▶ THE RECORDS

Issue #1410, opened 2015-05-08
Remove some session locks in LaunchManyCore and Libtorrent


LipuFei:
@NielsZeilemaker Since you have changed the RawServer to a twisted thing, I guess all those NoDispersyLocks do not make sense any more, and they can be removed, right?

LipuFei:
I was trying to remove the policies and I found there is a lot of functions in LaunchManyCore and Libtorrent that have crazy chains of callbacks. It's already giving me a big headache... If it is ok to remove them, I will try to do it as well.

NielsZeilemaker:
Sure, I would keep some of the locks around the download list
Op 8 mei 2015 12:36 PM schreef "Lipu Fei" <notifications@github.com>:

vandenheuvel:
@devos50 Could you assign this to me? This is close to https://github.com/Tribler/tribler/issues/2286.

synctext:
Closing this issue, please re-open if still relevant after ASYNC refactor work.

PR #3451, opened 2018-02-08
WIP: Remove locks

vandenheuvel:
Solves #1410.

### DIFF
--- a/Tribler/Core/APIImplementation/LaunchManyCore.py
+++ b/Tribler/Core/APIImplementation/LaunchManyCore.py
@@ -430,7 +430,6 @@ class TriblerLaunchMany(TaskManager):
     def add(self, tdef, dscfg, pstate=None, setupDelay=0, hidden=False,
             share_mode=False, checkpoint_disabled=False):
         """ Called by any thread """
-        d = None
         with self.session_lock:
             if not isinstance(tdef, TorrentDefNoMetainfo) and not tdef.is_finalized():
                 raise ValueError("TorrentDef not finalized")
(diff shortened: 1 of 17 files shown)


synctext:
Big change! This addresses the 'crazy chain of callbacks'?

devos50:
@vandenheuvel first of all, thank you for making contributions. While it may be tempting to remove the (at first sight, useless) locks from the session/downloads, they actually need to be there if I remember correctly. I just had some discussion about it with others but we couldn't reach a consent. I suspect that the main reason is that we still call some methods from the thread pool. Please correct me if I'm wrong.

Also, before you decide to refactor some critical code or remove some functionalities (like the locks), please discuss it with us first so we can give our opinion. This might save you some time in the end.

vandenheuvel:
@devos50 thanks for your response. Don't worry; this cost me very little time.

Could you point me to code managing the thread pool?

vandenheuvel:
@qstokkink do you know which code @devos50 is referencing?

qstokkink:
@vandenheuvel that is sadly not my area of expertise within Tribler (also I believe that part of the code is +- 10 years old)

devos50:
@vandenheuvel https://github.com/Tribler/tribler/blob/devel/Tribler/Core/Libtorrent/LibtorrentDownloadImpl.py#L1053

qstokkink:
Most of the changes in this PR are outdated and will naturally be fixed as we keep refactoring each component in Tribler. As such, I will close this PR.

▶ BRIEF
Copy the lines above exactly. Start with the line containing "Solves #1410.", end with the line containing "if I'm wrong.", and include both.

▶ ANSWER TO THE PROBLEM
Solves #1410.

### DIFF
--- a/Tribler/Core/APIImplementation/LaunchManyCore.py
+++ b/Tribler/Core/APIImplementation/LaunchManyCore.py
@@ -430,7 +430,6 @@ class TriblerLaunchMany(TaskManager):
     def add(self, tdef, dscfg, pstate=None, setupDelay=0, hidden=False,
             share_mode=False, checkpoint_disabled=False):
         """ Called by any thread """
-        d = None
         with self.session_lock:
             if not isinstance(tdef, TorrentDefNoMetainfo) and not tdef.is_finalized():
                 raise ValueError("TorrentDef not finalized")
(diff shortened: 1 of 17 files shown)


synctext:
Big change! This addresses the 'crazy chain of callbacks'?

devos50:
@vandenheuvel first of all, thank you for making contributions. While it may be tempting to remove the (at first sight, useless) locks from the session/downloads, they actually need to be there if I remember correctly. I just had some discussion about it with others but we couldn't reach a consent. I suspect that the main reason is that we still call some methods from the thread pool. Please correct me if I'm wrong.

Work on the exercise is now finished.